When interviewing candidates I always like to include a basic coding question. The goal is to have something simple that can be done in just about any language to see if the candidate can actually write code. When I used to interview C programmers the question I used was to implement the strtok function. This function useful because you can then follow up with questions about memory management, modifying the input parameters, thread safety etc.

These days, I mostly interview Java programmers, but I still use string tokenization as the basic question and follow up with questions about such as regular expressions and unicode. One of the things that has always surprised me is the amount of variety in the answers. It seems everyone can find different ways of tokenizing strings. So when a colleague said that just about all candidates fail trying the same approach to his basic coding question, I couldn't help but wonder why he was seeing such consistency. The question is to write a function that will print a diamond to the console. The function should take a single integer parameter that will be the width of the diamond. The width must be odd or else the function should print an error.

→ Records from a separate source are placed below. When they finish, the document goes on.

PR #1443, opened 2025-09-22
Change `TimeSeries` to no longer extend `UniqueEntity`

### LINKED ISSUE #1441: Change TimeSeries implementing UniqueEntity
Currently, all time series implement the `UniqueEntity` class. The reason for this is that the individual time series should contain an uuid. Since we handle time series and unique entities seperatly, there is no need for this.

In my opinion, we can simply add the `UUID` to time series without extending `UniqueEntity`.

staudtMarius:
Resolves #1441


sebastian-peter (approved):
Looks good, thanks

PR #193, opened 2020-04-02
Feature/get involved incident notifications

kevgliss:
In channel:

In notification channel:


forestmonster:
@mvilanova and I chatted about #187 versus #191, thanks. I personally like the more compressed format you are going for here, and how these only show up in the notifications channel. :+1: on my end

PR #198, opened 2020-04-02
Exposes incident_priorities in the UI

kevgliss:
This PR effectively moves us off of the legacy incident priority enum in favor of using the model exclusively. 

With this change we add metadata to the priority to determine:

- If a commander should be paged on incident creation
- How often a status report reminder should be sent (in hours)
- The order in which to list the priorities

It also adds the UI elements needed to create/update a priority from the Admin UI.


src/dispatch/incident_priority/service.py
```diff
@@ -19,6 +19,11 @@ def get_by_name(*, db_session, name: str) -> Optional[IncidentPriority]:
     return db_session.query(IncidentPriority).filter(IncidentPriority.name == name).one_or_none()
 
 
+def get_by_slug(*, db_session, slug: str) -> Optional[IncidentPriority]:
+    """Returns an incident type based on the given type slug."""
```
mvilanova, line 23:
```suggestion
    """Returns an incident priority based on the given type slug."""
```

PR #203, opened 2020-04-03
Bugfix/participant add after stable

kevgliss:
Prevents new participants from automatically being added if the incident is not active.


src/dispatch/incident/flows.py
```diff
@@ -795,17 +795,19 @@ def incident_update_flow(
...
-
-    # we add the individuals as incident participants
-    for individual in individual_participants:
-        incident_add_or_reactivate_participant_flow(
-            individual.email, incident.id, db_session=db_session
+    # lets not attempt to add new participants for non-active incidents (it's confusing)
+    if incident.status == IncidentStatus.active:
+        # get the incident participants based on incident type and priority
+        individual_participants, team_participants = get_incident_participants(
+            db_session, incident.incident_type, incident.incident_priority, incident.description
```
mvilanova, line 802: Only need to pass `incident` and `db_session` after #204.
```suggestion
        individual_participants, team_participants = get_incident_participants(incident, db_session)
```

PR #204, opened 2020-04-03
Logs Dispatch and plugin-related events in incident flows

mvilanova:


src/dispatch/incident/flows.py
```diff
@@ -351,41 +477,40 @@ def incident_create_flow(*, incident_id: int, checkpoint: str = None, db_session
...
-        incident.title,
-        incident.incident_type.name,
-        incident.incident_priority.name,
-        incident.commander.email,
-        incident.reporter.email,
-        incident.visibility,
+    event_service.log(
+        db_session=db_session,
+        source="Dispatch App",
+        description="Incident participants added to incident",
```
kevgliss, line 491: Is this an event? Wouldn't we more likely to know when person X was added?

src/dispatch/incident/flows.py
```diff
@@ -547,11 +688,21 @@ def incident_create_flow(*, incident_id: int, checkpoint: str = None, db_session
             participant.individual.email, incident.id, db_session
         )
 
-    log.debug("Sent incident welcome and announcement notifications.")
+    event_service.log(
+        db_session=db_session,
+        source="Dispatch App",
+        description="Participants announced and welcome messages sent",
```
kevgliss, line 694: Same as above, not sure these more general messages are actual events.

kevgliss:
This looks good. I'd be careful to keep out some of the more general messaging out of the events and focus on things you'd really want to know, otherwise we will just have to figure out how to filter them after the fact. 

I'd also say that we should probably log all of the events (you could add a log statement in the event_create). Because even though we are now putting them into the database it's still useful to see those events in the log itself.

src/dispatch/incident/flows.py
mvilanova: We do it in the add participant flow.

src/dispatch/incident/flows.py
mvilanova: Yeah, I was on the fence with this one.

mvilanova:
> I'd also say that we should probably log all of the events (you could add a log statement in the event_create). Because even though we are now putting them into the database it's still useful to see those events in the log itself.
Good idea.

PR #205, opened 2020-04-03
Feature/google drive to folders

kevgliss:
This PR moves us off google shared drives in favor of using folders instead. 

This has a couple of advantages:

- A user's drive view is no longer cluttered with Google Shared drives.
- We don't have to move or delete any files when an incident is closed. Which could take a long time if there are many files.
- Google team drive tend to take longer to create than folders.

Additionally, we don't have to control the individual sharing permissions of every drive, instead of letting the top-level folder or top-level shared drive control general sharing permissions. 

This PR also adds two envvars and deprecates two others:

Adds:
`INCIDENT_STORAGE_FOLDER_ID`: Top level folder where all incident data is stored. Note: viewing actual incident data is still on a per-sub folder basis.
`INCIDENT_STORAGE_OPEN_ON_CLOSE`: After an incident is closed we as an organization try to be transparent and allow others to view incident data. This is not desirable in all organizations. The default is `True` or to open after close.

Deprecates:
`INCIDENT_STORAGE_ARCHIVAL_FOLDER_ID`: Is no longer needed, due to the fact that we won't me moving files for archival.
`INCIDENT_STORAGE_RESTRICTED`: Is no longer needed because we use whatever top-level permissions are for the folder or shared drive (instead of setting it for each not team drive).


docs/configuration/app.md
```diff
@@ -169,13 +169,13 @@ If you wish to disabled authentication set `DISPATCH_AUTHENTICATION_PROVIDER=""`
...
+#### `INCIDENT_STORAGE_FOLDER_ID`
 
-> Controls the folder where to archive incident information.
+> Top level folder where all incident data is stored. Note: viewing actual incident data is still on a per-sub folder basis.
 
-#### `INCIDENT_STORAGE_RESTRICTED` \[default: 'True'\]
+#### `INCIDENT_STORAGE_OPEN_ON_CLOSE` \[default: 'true'\]
 
-> Controls whether a set of restrictions and capabilities to prevent content sharing need to be applied.
+> After an incident is closed, Netflix as an organization, tries to be transparent and allow others within the organization to view incident data. This is may not desirable in all organizations. This open controls whether to open up incident data on incident close.
```
mvilanova, line 178:
```suggestion
> After an incident is closed, Netflix as an organization, tries to be transparent and allow others within the organization to view incident data. This is may not desirable in all organizations. This controls whether to open up incident data on incident close.
```

src/dispatch/incident/flows.py
```diff
@@ -291,44 +291,11 @@ def create_incident_storage(
 ):
     """Create an external file store for incident storage."""
     p = plugins.get(INCIDENT_PLUGIN_STORAGE_SLUG)
-    storage = p.create(incident.name, participant_group_emails)
+    storage = p.create_file(INCIDENT_STORAGE_FOLDER_ID, incident.title, participant_group_emails)
```
mvilanova, line 294:
```suggestion
    storage = p.create_file(INCIDENT_STORAGE_FOLDER_ID, incident.name, participant_group_emails)
```

mvilanova: Or 
```suggestion
    storage = p.create_file(INCIDENT_STORAGE_FOLDER_ID, f"{inicident.name} - {incident.title}", participant_group_emails)
```

src/dispatch/incident/flows.py
```diff
@@ -865,8 +832,13 @@ def incident_closed_flow(incident_id: int, command: Optional[dict] = None, db_se
     )
 
     if incident.visibility == Visibility.open:
-        # we archive the artifacts in the storage
-        archive_incident_artifacts(incident, db_session)
+
+        # open file to domain on closure
```
mvilanova, line 836:
```suggestion
        # open folder to domain on closure
```

src/dispatch/incident/flows.py
```diff
@@ -865,8 +832,13 @@ def incident_closed_flow(incident_id: int, command: Optional[dict] = None, db_se
...
+        if INCIDENT_STORAGE_OPEN_ON_CLOSE:
+            # we archive the artifacts in the storage
+            storage_plugin = plugins.get(INCIDENT_PLUGIN_STORAGE_SLUG)
+            storage_plugin.archive(folder_id=incident.storage.resource_id,)
+            log.debug("We have archived the incident artifacts.")
```
mvilanova, line 841: I'd rather have this in a function like before.

src/dispatch/plugins/dispatch_google/drive/drive.py
```diff
@@ -208,24 +208,36 @@ def restrict_team_drive(client: Any, team_drive_id: str):
             "canShare": False,
         },
     }
-    return make_call(client.drives(), "update", driveId=team_drive_id, body=body)
+    return make_call(client.drives(), "update", driveId=id, body=body)
```
mvilanova, line 211:
```suggestion
    return make_call(client.drives(), "update", driveId=folder_id, body=body)
```

src/dispatch/incident/flows.py
kevgliss: I don't think there is enough logic to justify a function.

kevgliss:
This PR is blocked until the sharing of drive folders reaches GA.

src/dispatch/incident/flows.py
mvilanova: It would improve flow code readability. See functions `delete_participant_groups()` and `delete_conference()` below.

PR #208, opened 2020-04-06
Logs events to console

mvilanova:


src/dispatch/incident/flows.py
```diff
@@ -910,18 +910,18 @@ def incident_update_flow(
 
     log.debug(f"Updated the external ticket {incident.ticket.resource_id}.")
 
+    # get the incident participants based on incident type and priority
+    individual_participants, team_participants = get_incident_participants(incident, db_session)
+
```
mvilanova, line 915: @kevgliss moved this here as `team_participants` was used before assigned if incident status != active.

PR #212, opened 2020-04-07
Creates events from reacted messages in Slack

mvilanova:
This PR adds the ability to create incident events from reacted messages in Slack. The `stopwatch` reaction is used by default. The event description will contain the text of the reacted message.

It also introduces a new env var called `SLACK_API_USER_TOKEN`, which stores the Slack User OAuth Access Token required to call the `conversations.history` Slack API method.


src/dispatch/event/service.py
```diff
@@ -113,14 +113,17 @@ def log(
     description: str,
     incident_id: int,
     individual_id: int = None,
-    started_at: datetime = datetime.datetime.now(),
+    started_at: datetime = None,
```
kevgliss, line 116: Can't this be `started_at: Optional[datetime] = datetime.datetime.now()`?

mvilanova: Would that behave differently from what I had before? I decided to move it to the body of the function, because I noticed that the value was the same for all events in the database. Moving it there solved the problem.

PR #216, opened 2020-04-08
Feature/incident table filter

kevgliss:
Adds basic filtering for the incident table. If this approach works well, we can likely expand to the other tables and add filtering there as well. 

This approach should work with filtering the `command` and `reporter` fields as well as soon as an underlying library supports hybrid properties. See: juliotrigo/sqlalchemy-filters#32

For other filters (e.g. visibility, cost, reported, etc.) these can be incrementally added as needed.

### DIFF
--- a/src/dispatch/static/dispatch/src/incident/Table.vue
+++ b/src/dispatch/static/dispatch/src/incident/Table.vue
@@ -4,7 +4,47 @@
     <!--<delete-dialog />-->
     <div class="headline">Incidents</div>
     <v-spacer />
-    <v-btn color="primary" dark class="mb-2" @click="createEditShow()">New</v-btn>
+    <v-btn color="primary" dark @click="createEditShow()">New</v-btn>
+    <v-menu v-model="filterMenu" :close-on-content-click="false" :nudge-width="300" offset-y>
+      <template v-slot:activator="{ on }">
+        <v-btn class="ml-2" color="secondary" dark v-on="on">Filters</v-btn>
+      </template>
+
+      <v-card>
+        <v-list>
+          <v-list-item>
+            <v-list-item-content>
+              <individual-combobox v-model="filters.commanders" label="Commanders"></individual-combobox>
+            </v-list-item-content>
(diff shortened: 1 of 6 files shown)


src/dispatch/static/dispatch/src/incident/store.js
```diff
@@ -54,13 +62,37 @@ const state = {
...
+    return state.table.options
+  }
 }
 
 const actions = {
   getAll: debounce(({ commit, state }) => {
     commit("SET_TABLE_LOADING", true)
-    return IncidentApi.getAll(state.table.options).then(response => {
+
+    let tableOptions = Object.assign({}, state.table.options)
```
kevgliss, line 76: This logic can likely be abstracted away when we implement additional tables.

src/dispatch/static/dispatch/src/incident/store.js
```diff
@@ -54,13 +62,37 @@ const state = {
...
+          tableOptions.fields.push(key + ".id")
+          tableOptions.values.push(value.id)
+        } else {
+          tableOptions.fields.push(key)
+          tableOptions.values.push(value)
+        }
+        tableOptions.ops.push("==")
+      })
+    })
+    return IncidentApi.getAll(tableOptions).then(response => {
```
kevgliss, line 95: This logic can be abstracted once we add filtering to more tables.

src/dispatch/static/dispatch/src/incident/Table.vue
```diff
@@ -4,7 +4,48 @@
...
+            <v-list-item-content>
+              <individual-combobox v-model="commander" label="Commanders"></individual-combobox>
+            </v-list-item-content>
+          </v-list-item>
+          <v-list-item>
+            <v-list-item-content>
+              <individual-combobox v-model="reporter" label="Reporters"></individual-combobox>
+            </v-list-item-content>
+          </v-list-item>
+          -->
```
kevgliss, line 29: We can add these back once we have hybrid property support.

I thought about it for a bit and had a general sketch of a program within about five minutes. Within another five minutes I had a working implementation in python:
#!/usr/bin/env python

import sys

def printDiamond(width):
    '''
    Print a diamond to the console. The diamond must have an odd width, if the
    width is even and error will be printed to stderr and the program will exit.
    '''
    if width % 2 == 0:
        sys.stderr.write("ERROR: width must be odd\n")
        sys.exit(1)

    # Print top half of diamond
    numSpaces = width / 2
    numAsterisks = 1
    while numAsterisks <= width:
        sys.stdout.write(" " * numSpaces)
        sys.stdout.write("*" * numAsterisks)
        sys.stdout.write("\n")
        numSpaces -= 1
        numAsterisks += 2

    # Print bottom half of dimaond
    numSpaces = 1
    numAsterisks = width - 2
    while numAsterisks >= 1:
        sys.stdout.write(" " * numSpaces)
        sys.stdout.write("*" * numAsterisks)
        sys.stdout.write("\n")
        numSpaces += 1
        numAsterisks -= 2

if len(sys.argv) < 2:
    print "Usage: %s <width>" % sys.argv[0]
    sys.exit(1)
else:
    printDiamond(int(sys.argv[1]))
So what was the common mistake he was seeing? Apparently most people start out with nested for loops and try to figure out some equations to indicate whether or not there should be an asterisk at position (i, j). At this point a lot of candidates just get bogged down trying to figure out the math and never step back to think about whether there is an easier way. I suppose the consistency is just that the basic trap is so easy to fall into for this question.